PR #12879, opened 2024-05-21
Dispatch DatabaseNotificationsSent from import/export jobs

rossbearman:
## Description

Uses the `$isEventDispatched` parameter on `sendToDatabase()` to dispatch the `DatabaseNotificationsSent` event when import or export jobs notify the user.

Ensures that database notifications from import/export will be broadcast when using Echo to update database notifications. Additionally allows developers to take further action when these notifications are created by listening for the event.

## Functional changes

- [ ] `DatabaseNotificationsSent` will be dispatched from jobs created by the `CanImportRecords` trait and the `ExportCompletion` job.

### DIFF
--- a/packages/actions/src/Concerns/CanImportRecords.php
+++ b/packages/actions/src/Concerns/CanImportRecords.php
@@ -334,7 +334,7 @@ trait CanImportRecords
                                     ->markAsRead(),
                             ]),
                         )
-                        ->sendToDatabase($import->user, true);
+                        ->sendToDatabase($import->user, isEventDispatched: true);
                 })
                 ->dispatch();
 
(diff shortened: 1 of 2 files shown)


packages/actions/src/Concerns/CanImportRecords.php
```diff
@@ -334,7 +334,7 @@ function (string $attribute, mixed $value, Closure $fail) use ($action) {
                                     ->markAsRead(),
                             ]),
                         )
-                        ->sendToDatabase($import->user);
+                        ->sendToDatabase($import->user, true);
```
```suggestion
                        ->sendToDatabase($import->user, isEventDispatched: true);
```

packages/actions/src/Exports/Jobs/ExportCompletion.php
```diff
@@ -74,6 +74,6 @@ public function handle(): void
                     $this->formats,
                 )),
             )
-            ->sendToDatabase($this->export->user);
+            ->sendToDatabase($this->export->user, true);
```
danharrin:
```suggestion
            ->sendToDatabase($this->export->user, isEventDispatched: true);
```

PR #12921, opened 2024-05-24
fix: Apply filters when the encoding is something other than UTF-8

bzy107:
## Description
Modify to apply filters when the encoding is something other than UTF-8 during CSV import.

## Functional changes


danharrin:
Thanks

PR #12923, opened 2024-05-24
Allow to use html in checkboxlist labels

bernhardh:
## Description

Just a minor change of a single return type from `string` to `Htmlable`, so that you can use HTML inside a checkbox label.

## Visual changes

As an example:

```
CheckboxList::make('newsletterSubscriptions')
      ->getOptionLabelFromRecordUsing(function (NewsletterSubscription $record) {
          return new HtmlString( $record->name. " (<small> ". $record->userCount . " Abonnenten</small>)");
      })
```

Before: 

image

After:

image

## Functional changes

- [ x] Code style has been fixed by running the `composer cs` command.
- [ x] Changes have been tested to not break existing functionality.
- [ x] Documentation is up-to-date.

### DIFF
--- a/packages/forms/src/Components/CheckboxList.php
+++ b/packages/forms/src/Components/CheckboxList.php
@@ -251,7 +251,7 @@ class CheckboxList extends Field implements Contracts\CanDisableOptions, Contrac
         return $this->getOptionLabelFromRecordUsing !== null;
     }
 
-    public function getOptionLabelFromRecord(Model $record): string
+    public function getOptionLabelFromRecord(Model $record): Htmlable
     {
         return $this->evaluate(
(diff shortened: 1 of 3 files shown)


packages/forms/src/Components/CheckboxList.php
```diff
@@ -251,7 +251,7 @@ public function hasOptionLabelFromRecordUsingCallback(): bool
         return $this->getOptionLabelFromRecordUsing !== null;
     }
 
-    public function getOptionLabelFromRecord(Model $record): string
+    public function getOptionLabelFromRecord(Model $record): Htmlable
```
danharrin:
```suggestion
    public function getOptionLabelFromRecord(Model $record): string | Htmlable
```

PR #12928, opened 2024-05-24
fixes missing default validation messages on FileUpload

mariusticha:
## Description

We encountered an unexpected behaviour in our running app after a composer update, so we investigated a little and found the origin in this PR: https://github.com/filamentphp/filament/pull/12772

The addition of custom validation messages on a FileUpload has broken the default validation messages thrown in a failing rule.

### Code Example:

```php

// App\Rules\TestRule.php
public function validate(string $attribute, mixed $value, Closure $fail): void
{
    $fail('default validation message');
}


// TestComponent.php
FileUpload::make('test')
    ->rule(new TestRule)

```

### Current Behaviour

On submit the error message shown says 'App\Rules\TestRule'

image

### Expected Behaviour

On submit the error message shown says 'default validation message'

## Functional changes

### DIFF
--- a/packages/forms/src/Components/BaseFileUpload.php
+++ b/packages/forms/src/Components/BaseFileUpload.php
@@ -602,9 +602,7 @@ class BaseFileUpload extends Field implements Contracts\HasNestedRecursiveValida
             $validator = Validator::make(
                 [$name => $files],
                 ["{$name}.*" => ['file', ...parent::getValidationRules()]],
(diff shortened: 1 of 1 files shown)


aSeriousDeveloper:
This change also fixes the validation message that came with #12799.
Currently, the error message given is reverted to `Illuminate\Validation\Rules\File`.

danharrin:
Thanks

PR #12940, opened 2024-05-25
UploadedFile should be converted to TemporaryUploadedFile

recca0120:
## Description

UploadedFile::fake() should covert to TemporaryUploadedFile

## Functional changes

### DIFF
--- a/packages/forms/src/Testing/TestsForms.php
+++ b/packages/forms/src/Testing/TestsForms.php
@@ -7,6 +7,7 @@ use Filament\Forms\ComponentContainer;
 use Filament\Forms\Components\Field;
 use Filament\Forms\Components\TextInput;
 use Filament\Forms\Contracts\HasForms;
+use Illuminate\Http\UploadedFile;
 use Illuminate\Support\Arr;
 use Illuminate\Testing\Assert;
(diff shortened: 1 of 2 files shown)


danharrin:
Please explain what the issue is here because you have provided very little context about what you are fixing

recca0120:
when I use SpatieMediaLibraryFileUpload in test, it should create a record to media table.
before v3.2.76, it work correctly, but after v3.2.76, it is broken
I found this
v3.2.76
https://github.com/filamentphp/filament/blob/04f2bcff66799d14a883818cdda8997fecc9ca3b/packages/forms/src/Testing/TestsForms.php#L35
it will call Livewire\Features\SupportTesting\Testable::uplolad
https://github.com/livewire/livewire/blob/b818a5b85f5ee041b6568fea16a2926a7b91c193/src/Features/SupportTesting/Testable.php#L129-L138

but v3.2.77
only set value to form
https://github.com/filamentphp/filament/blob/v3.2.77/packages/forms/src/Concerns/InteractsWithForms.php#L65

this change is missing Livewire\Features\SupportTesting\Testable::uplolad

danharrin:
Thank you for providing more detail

WHAT YOU ARE ASKED TO DO = In the entries above, find each line that includes the string "running" and copy it.

FINAL ANSWER =
- [ x] Code style has been fixed by running the `composer cs` command.
We encountered an unexpected behaviour in our running app after a composer update, so we investigated a little and found the origin in this PR: https://github.com/filamentphp/filament/pull/12772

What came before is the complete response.